É nestes órgãos que os trabalhadores constroem a sua unidade, é nestes órgãos que os trabalhadores discutem os erros cometidos e os corrigem. Entre trabalhadores, entre amigos, não podem ficar pedras no sapato. As questões importantes são discutidas até ao fim. Se os trabalhadores não resolvem democraticamente as questões importantes, se deixam ficar pedras no sapato, estão a criar o caminho para se dividirem. A reacção aproveita todas as brechas, e as pedras que ficam no sapato dos trabalhadores são agarradas pela reacção para as arremessarem contra os trabalhadores.
Os partidos que afirmam defender os trabalhadores, todos sem excepção, têm que se submeter à democracia dos trabalhadores. Se não se submeterem, estão a dividir os trabalhadores.
O primeiro princípio da solução popular para a crise é este: é a unidade organizada dos trabalhadores, é a mobilização dos trabalhadores, é o princípio que o COPCON sempre aplicou: as forças armadas e militarizadas não reprimem os trabalhadores, dialogam com os trabalhadores.

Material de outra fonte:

PR #2148, opened 2026-07-17
fix(tests,utils): resolve a silently-zero-match filter, a wrong held-out attribution, and a hardcoded int32 in integer bound messages

samchon:
Implements #2146 — three small, independent defects. Claim commit only at open; implementation follows.

## Scope

| # | Defect | Owner |
| --- | --- | --- |
| 1 | `pnpm --filter <name>` silently matches zero workspaces and exits 0 for `tests/test-utils-automated`, whose package name is `@typia/test-openapiautomated` | tests |
| 2 | The `HELD_OUT` docblock states reasons that are wrong for the structures it attributes to "genuine validator gaps" | tests |
| 3 | `OpenApiIntegerValidator` hardcodes `Type<"int32">` into all five bounds messages | `@typia/utils` |

No native Go. No package version bump — releases belong to the maintainer.

## Coordination

Item 2 overlaps #2145 (`fix/openapi-additional-properties`), which owns `DynamicNever`, `DynamicUndefined`, and `ObjectUndefined` and their return to both matrices. This pull request corrects the docblock for the other structures and leaves those three to #2145; it does not touch `OpenApiObjectValidator.ts`.

## Verification

Campaign CI is suspended, so verification is local and recorded on this thread:

- `pnpm --filter ./tests/test-utils-automated start`
- `pnpm test:packages`

Per the campaign rules, `pnpm format` is not run on this branch.


samchon:

Complete round over the base-to-head diff. Four findings, all applied in `010aedea8d`.

**1. My own new test duplicated a reusable structure.** `test_feature_identity_workspace_name.ts` carried its own `git()` / `toplevel()` wrappers, ~25 lines already present privately in `FeatureIdentity.ts`. The development skill forbids duplicating a reusable structure inside one test workspace. Extracted `src/Git.ts` (`Git.run` / `Git.toplevel`) and pointed both at it.

**2. A broken doc link.** The new file referenced `{@link FeatureIdentity.collect}` without importing that symbol — an unresolvable link, and precisely the "wrong record" class this pull request exists to correct. Replaced with prose.

**3. My collector was silently empty, and the vacuity floor caught it.** The first RED run failed on `collected test workspaces (0)`, not on the name mismatch: `git ls-files -- tests` resolves its pathspec against the working directory, and I ran it from `__dirname`. Fixed to run from the repository root. Recording this because the floor earned its place — without it the check would have passed vacuously on a tree it never read, which is the same defect the pull request is fixing.

**4. Suite scope widened, so the skill documents had to move with it.** `test-feature-identity` now also asserts workspace naming. Updated its description in `.agents/skills/project/SKILL.md` and `.agents/skills/development/SKILL.md` rather than leaving a stale contract.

O segundo grande princípio consiste em contar com as nossas próprias forças. Os trabalhadores, contando com as suas próprias forças, ousando vencer, vencerão. Quem são os trabalhadores? São todos os que vivem do seu trabalho e só têm o seu trabalho para viverem. São os empregados de escritório, os funcionários públicos, os operários da indústria, os trabalhadores agrícolas, os pequenos e e médios agricultores e rendeiros, os comerciantes pobres. Será que os capitalistas são trabalhadores? Os capitalistas têm vergonha de serem chamados por este nome. Chamam-lhes empresários, homens da iniciativa privada, e, agora, até já há quem lhes chame também «empreendedores». Será que esta gente se pode chamar de trabalhadores? NÃO! Há alguns capitalistas que trabalham e outros que só vivem dos rendimentos. Mas tanto uns como outros, não vivem do seu trabalho, vivem dos lucros e das rendas das terras ou dos prédios. Os capitalistas não fazem parte do povo trabalhador. Há alguns capitalistas com os quais o povo, estando no poder, pode chegar a acordo, para certos fins, e há outros capitalistas, grandes capitalistas, com os quais o povo nunca pode chegar a acordo para coisa nenhuma. Mas nenhum capitalista faz parte do povo trabalhador.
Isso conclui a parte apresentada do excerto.